Although these microvascular complications cause significant morbidity and cost, it is the macrovascular complications (coronary artery disease, cerebrovascular disease and peripheral vascular disease) that cause most of the excess mortality in patients with type 2 diabetes mellitus when compared with the rest of the population. The macrovascular complications are also responsible for a significant amount of morbidity and cost. Moreover, the prevention of these macrovascular complications, particularly coronary artery disease, is not as simple as prevention of the microvascular complications. Although some evidence suggests that strict glycemic control does have a beneficial effect in terms of reduction of cardiovascular events, this benefit seems to be small.

Consequently, to date, the prevention of the macrovascular complications in patients with type 2 diabetes mellitus is based on an aggressive approach to the modifiable, traditional risk factors for cardiovascular disease frequently present in these patients (ie, dyslipidemia, obesity, hypertension, and smoking). Furthermore, although several other potentially independent risk factors for the development of cardiovascular disease in these patients have recently been identified -- eg, Lp(a) lipoprotein, homocysteine, plasminogen activator inhibitor (PAI-1), fibrinogen, C-reactive protein, microalbuminuria, and others -- we have had few, if any, means to modify them.
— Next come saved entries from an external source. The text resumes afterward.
PR #1836, opened 2020-10-26
Implement IIssueLocationStore

### LINKED ISSUE #1795: Create hotspots ITableDataSource

rita-g-sonarsource:
Fixes #1795


src/IssueViz.Security.UnitTests/HotspotsList/HotspotTableEntryTests.cs
```diff
@@ -167,16 +166,6 @@ public void TryGetValue_UnknownColumn_ReturnsNull()
             content.Should().BeNull();
         }
 
-        [TestMethod]
```
rita-g-sonarsource, line 170: Deleted tests that were part of IWpfTableEntry

src/IssueViz.Security/HotspotsList/TableDataSource/HotspotTableEntry.cs
```diff
@@ -19,14 +19,13 @@
...
-using System.Windows;
 using Microsoft.VisualStudio.Shell.TableControl;
+using Microsoft.VisualStudio.Shell.TableManager;
 using SonarLint.VisualStudio.IssueVisualization.Models;
-using ImageMoniker = Microsoft.VisualStudio.Imaging.Interop.ImageMoniker;
 
 namespace SonarLint.VisualStudio.IssueVisualization.Security.HotspotsList.TableDataSource
 {
-    internal class HotspotTableEntry : IWpfTableEntry
+    internal class HotspotTableEntry : ITableEntry
```
rita-g-sonarsource, line 28: As we discussed offline, I'm having trouble with `IWpfTableEntry` interface due to method `bool TryCreateImageContent(string columnName, bool singleColumnView, out ImageMoniker content);`. 
`ImageMoniker` is in `Microsoft.VisualStudio.Imaging.Interop.14.0.DesignTime` assembly, but I couldn't get it to work: the MEF import just kept failing on missing assembly
```Microsoft.VisualStudio.Composition.PartDiscoveryException: Failure while scanning type "SonarLint.VisualStudio.IssueVisualization.Security.HotspotsList.TableDataSource.HotspotsTableDataSource". ---> Microsoft.VisualStudio.Composition.PartDiscoveryException: Part discovery failed at member tableEntries. ---> System.IO.FileNotFoundException: Could not load file or assembly 'Microsoft.VisualStudio.Imaging.Interop.14.0.DesignTime, Version=14.0.0.0, Culture=neutral, PublicKeyToken=b03f5f7f11d50a3a' or one of its dependencies. The system cannot find the file specified.
```
For now I changed it to `ITableEntry` and it works, but it doesn't support icons or tooltips. Once we need those, I'll invest more into the assembly problem.

src/IssueViz.Security/HotspotsList/TableDataSource/HotspotsTableDataSource.cs
```diff
@@ -20,12 +20,25 @@
...
+using SonarLint.VisualStudio.Core.Helpers;
+using SonarLint.VisualStudio.IssueVisualization.Editor.LocationTagging;
+using SonarLint.VisualStudio.IssueVisualization.Models;
 
 namespace SonarLint.VisualStudio.IssueVisualization.Security.HotspotsList.TableDataSource
 {
-    internal sealed class HotspotsTableDataSource : ITableDataSource, IDisposable
+    internal interface IHotspotsStore
+    {
+        void Add(IAnalysisIssueVisualization hotspot);
```
rita-g-sonarsource, line 35: This is the method that the HttpRequest handler can call.

src/IssueViz.Security/HotspotsList/TableDataSource/HotspotsTableDataSource.cs
```diff
@@ -67,5 +81,55 @@ public void Dispose()
...
+
+            lock (sinks)
+            {
+                foreach (var sink in sinks)
+                {
+                    sink.AddEntries(new[] {entry});
+                }
+            }
+
+            var hotspotFilePaths = hotspot.GetAllLocations().Select(x => x.CurrentFilePath);
```
rita-g-sonarsource, line 98: GetAllLocations = new extension method in `AnalysisIssueVisualizationExtensionsTests`

src/IssueViz.Security/HotspotsList/TableDataSource/HotspotTableEntry.cs
duncanp-sonar: Ok. It's interesting that the missing assembly has `DesignTime` in the name; perhaps it contains interop types that should be embedded in our assembly.

duncanp-sonar: Just an observation: this seems like a logically separable change; I'd have probably kept it separate from the new interface implementation. It's not worth changing now though.

src/IssueViz.Security/HotspotsList/TableDataSource/HotspotsTableDataSource.cs
duncanp-sonar: Yep - except it won't be the HTTP request handler itself; it'll be a class that knows nothing about HTTP.

src/IssueViz.Security/HotspotsList/TableDataSource/HotspotsTableDataSource.cs
duncanp-sonar: Can there be duplicate file paths in the list, or will they be de-duplicated in the event args class?

src/IssueViz.Security/HotspotsList/TableDataSource/HotspotsTableDataSource.cs
```diff
@@ -67,5 +81,55 @@ public void Dispose()
...
+                .Where(locationViz => PathHelper.IsMatchingPath(locationViz.CurrentFilePath, filePath));
+
+            return matchingLocations;
+        }
+
+        public void Refresh(IEnumerable<string> affectedFilePaths)
+        {
+            var changedEntries = tableEntries
+                .Where(entry => affectedFilePaths.Any(p =>
+                    PathHelper.IsMatchingPath(p, (entry.Identity as IAnalysisIssueVisualization).CurrentFilePath)))
```
duncanp-sonar, line 118: Using 'as' implies we think the object might not be an 'IAnalysisIssueVisualization'.
If we're certain of the type it would be clearer to use a hard cast.
If we're not certain of the type then we should use 'as' and handle the possibility that it could be null e.g. '?.CurrentFilePath' (assuming the PathHelper handles nulls...)

src/IssueViz.Security/HotspotsList/TableDataSource/HotspotsTableDataSource.cs
```diff
@@ -67,5 +81,55 @@ public void Dispose()
...
+                .ToList();
+
+            if (!changedEntries.Any())
```
duncanp-sonar, line 121: Minor: you've turned the result into a List so you can use the 'Count' property rather than the Any extension method (I thought there was a analysis rule for this?)

src/IssueViz.Security/HotspotsList/TableDataSource/HotspotTableEntry.cs
rita-g-sonarsource: Hmm, your comment about interop reminded me something: IssueViz imports `Microsoft.VisualStudio.Shell.Interop.14.0.DesignTime`, which I tried to import here and it didn't work either, but it also imports `Microsoft.VisualStudio.SDK.EmbedInteropTypes` -- and this might be the missing piece. I'll try it and see if it fixes it.

src/IssueViz.Security.UnitTests/HotspotsList/HotspotsTableDataSourceTests.cs
```diff
@@ -79,6 +107,178 @@ public void Unsubscribe_RemovesEntriesFromSink()
...
+
+        [TestMethod]
+        public void GetLocations_HasTableEntriesForGivenFilePath_ReturnsMatchingLocations()
+        {
+            var locationViz = new Mock<IAnalysisIssueLocationVisualization>();
+            locationViz.Setup(x => x.CurrentFilePath).Returns("somefile.cpp");
+
+            var issueViz1 = CreateIssueViz("somefile.cpp");
+            var issueViz2 = CreateIssueViz("someotherfile.cpp", locationViz.Object);
+            var issueViz3 = CreateIssueViz("somefile.cpp");
```
duncanp-sonar, line 194: You could change the casing of `issueViz3` to test that casing is handled correctly.

duncanp-sonar (approved):
Some comments inline

src/IssueViz.Security/HotspotsList/TableDataSource/HotspotsTableDataSource.cs
rita-g-sonarsource: I can't find any rule for this 🤔

duncanp-sonar:
Ah. I have a third-party analyzer VSIX installed locally. It might be from
that.

Duncan Pocklington | SonarSource

Developer

https://sonarsource.com <http://sonarsource.com/>

src/IssueViz.Security/HotspotsList/TableDataSource/HotspotsTableDataSource.cs
rita-g-sonarsource: Fixed, added ToLower + Distinct

duncanp-sonar: Use `.Distinct(StringComparer.OrdinalIgnoreCase)`

Some languages don't have a one-to-one mapping between upper and lower case characters (I think Turkish is an example) so forcing to upper/lower and comparing isn't the right solution.

rita-g-sonarsource: Huh, good to know 👍

src/IssueViz.Security/HotspotsList/TableDataSource/HotspotsTableDataSource.cs
duncanp-sonar: Ah. I have a third-party analyzer VSIX installed locally. It might be from that.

Fortunately, in the past few years, the Food and Drug Administration (FDA) has approved several new drugs for the treatment of hyperglycemia in patients with type 2 diabetes mellitus. The most promising of these are the thiazolidinediones (TZDs), since evidence suggests that they might have a direct beneficial effect on several of these cardiovascular risk factors, traditional and novel, independent of their hypoglycemic effects. In this review, we summarize the accumulated scientific evidence to date regarding these therapeutic agents ( Table ). For logical reasons, we only use human studies for evidence when discussing their potential benefits, but we include both human and animal studies when reviewing their potential toxicity.